Given data:
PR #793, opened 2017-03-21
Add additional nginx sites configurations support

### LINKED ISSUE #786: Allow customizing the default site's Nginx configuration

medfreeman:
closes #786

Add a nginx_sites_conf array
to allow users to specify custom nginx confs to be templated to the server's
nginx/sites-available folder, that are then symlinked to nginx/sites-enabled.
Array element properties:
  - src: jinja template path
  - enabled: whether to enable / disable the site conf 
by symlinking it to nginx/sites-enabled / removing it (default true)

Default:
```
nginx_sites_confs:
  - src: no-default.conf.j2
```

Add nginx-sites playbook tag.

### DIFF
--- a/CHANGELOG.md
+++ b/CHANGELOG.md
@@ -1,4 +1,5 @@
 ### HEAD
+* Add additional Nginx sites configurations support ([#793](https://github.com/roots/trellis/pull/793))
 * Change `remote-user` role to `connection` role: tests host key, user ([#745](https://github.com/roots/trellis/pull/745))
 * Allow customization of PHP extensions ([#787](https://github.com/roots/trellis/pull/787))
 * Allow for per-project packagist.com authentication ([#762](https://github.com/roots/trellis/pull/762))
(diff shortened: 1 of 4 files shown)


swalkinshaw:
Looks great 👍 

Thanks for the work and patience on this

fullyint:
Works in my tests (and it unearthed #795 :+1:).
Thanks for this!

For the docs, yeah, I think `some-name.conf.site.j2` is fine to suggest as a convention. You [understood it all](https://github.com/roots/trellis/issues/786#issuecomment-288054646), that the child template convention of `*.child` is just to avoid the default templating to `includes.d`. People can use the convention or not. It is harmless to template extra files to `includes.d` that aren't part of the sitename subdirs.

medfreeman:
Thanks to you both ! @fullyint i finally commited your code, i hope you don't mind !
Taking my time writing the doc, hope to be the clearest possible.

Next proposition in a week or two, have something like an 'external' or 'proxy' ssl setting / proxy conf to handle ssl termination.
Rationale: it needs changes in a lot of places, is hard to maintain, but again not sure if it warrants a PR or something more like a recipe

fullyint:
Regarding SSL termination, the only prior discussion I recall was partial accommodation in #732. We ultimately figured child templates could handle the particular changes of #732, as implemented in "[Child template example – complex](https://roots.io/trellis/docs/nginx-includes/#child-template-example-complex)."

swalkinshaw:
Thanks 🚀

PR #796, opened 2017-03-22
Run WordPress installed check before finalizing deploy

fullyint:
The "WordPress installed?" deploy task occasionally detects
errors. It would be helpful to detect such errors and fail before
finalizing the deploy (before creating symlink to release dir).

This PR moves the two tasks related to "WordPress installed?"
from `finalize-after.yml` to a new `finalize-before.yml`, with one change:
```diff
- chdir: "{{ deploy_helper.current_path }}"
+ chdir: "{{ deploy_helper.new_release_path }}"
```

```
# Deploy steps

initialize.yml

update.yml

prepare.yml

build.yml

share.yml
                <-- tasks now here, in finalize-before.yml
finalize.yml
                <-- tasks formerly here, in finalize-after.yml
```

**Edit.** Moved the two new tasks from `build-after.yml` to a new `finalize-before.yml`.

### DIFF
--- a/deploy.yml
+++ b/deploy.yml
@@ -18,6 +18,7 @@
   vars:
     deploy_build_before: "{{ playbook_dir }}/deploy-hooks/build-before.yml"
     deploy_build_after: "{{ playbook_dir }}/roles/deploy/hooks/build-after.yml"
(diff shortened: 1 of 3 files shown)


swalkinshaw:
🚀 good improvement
* * *
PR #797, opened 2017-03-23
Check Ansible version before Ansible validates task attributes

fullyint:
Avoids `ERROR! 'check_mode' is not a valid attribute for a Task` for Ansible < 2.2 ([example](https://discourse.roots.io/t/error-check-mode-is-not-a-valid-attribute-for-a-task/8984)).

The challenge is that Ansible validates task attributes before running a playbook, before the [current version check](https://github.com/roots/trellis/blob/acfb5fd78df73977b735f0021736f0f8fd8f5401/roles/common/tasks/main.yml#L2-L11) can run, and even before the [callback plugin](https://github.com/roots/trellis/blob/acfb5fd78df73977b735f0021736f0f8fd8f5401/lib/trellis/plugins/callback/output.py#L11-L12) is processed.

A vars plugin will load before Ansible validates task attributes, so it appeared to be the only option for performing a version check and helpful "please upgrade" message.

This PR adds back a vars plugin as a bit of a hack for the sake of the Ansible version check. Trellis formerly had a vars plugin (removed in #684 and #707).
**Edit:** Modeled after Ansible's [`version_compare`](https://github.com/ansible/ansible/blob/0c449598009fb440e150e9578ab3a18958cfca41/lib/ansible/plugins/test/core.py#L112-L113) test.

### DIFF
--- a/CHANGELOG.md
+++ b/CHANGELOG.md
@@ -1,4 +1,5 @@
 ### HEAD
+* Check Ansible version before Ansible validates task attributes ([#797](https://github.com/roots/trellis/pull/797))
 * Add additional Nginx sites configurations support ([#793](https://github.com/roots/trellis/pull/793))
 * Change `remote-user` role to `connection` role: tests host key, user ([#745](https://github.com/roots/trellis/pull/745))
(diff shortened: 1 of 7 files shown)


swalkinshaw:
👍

Task requirements: Look through the listing and extract every line with "after" in it.

Response area:
from `finalize-after.yml` to a new `finalize-before.yml`, with one change:
                <-- tasks formerly here, in finalize-after.yml
**Edit.** Moved the two new tasks from `build-after.yml` to a new `finalize-before.yml`.
     deploy_build_after: "{{ playbook_dir }}/roles/deploy/hooks/build-after.yml"
**Edit:** Modeled after Ansible's [`version_compare`](https://github.com/ansible/ansible/blob/0c449598009fb440e150e9578ab3a18958cfca41/lib/ansible/plugins/test/core.py#L112-L113) test.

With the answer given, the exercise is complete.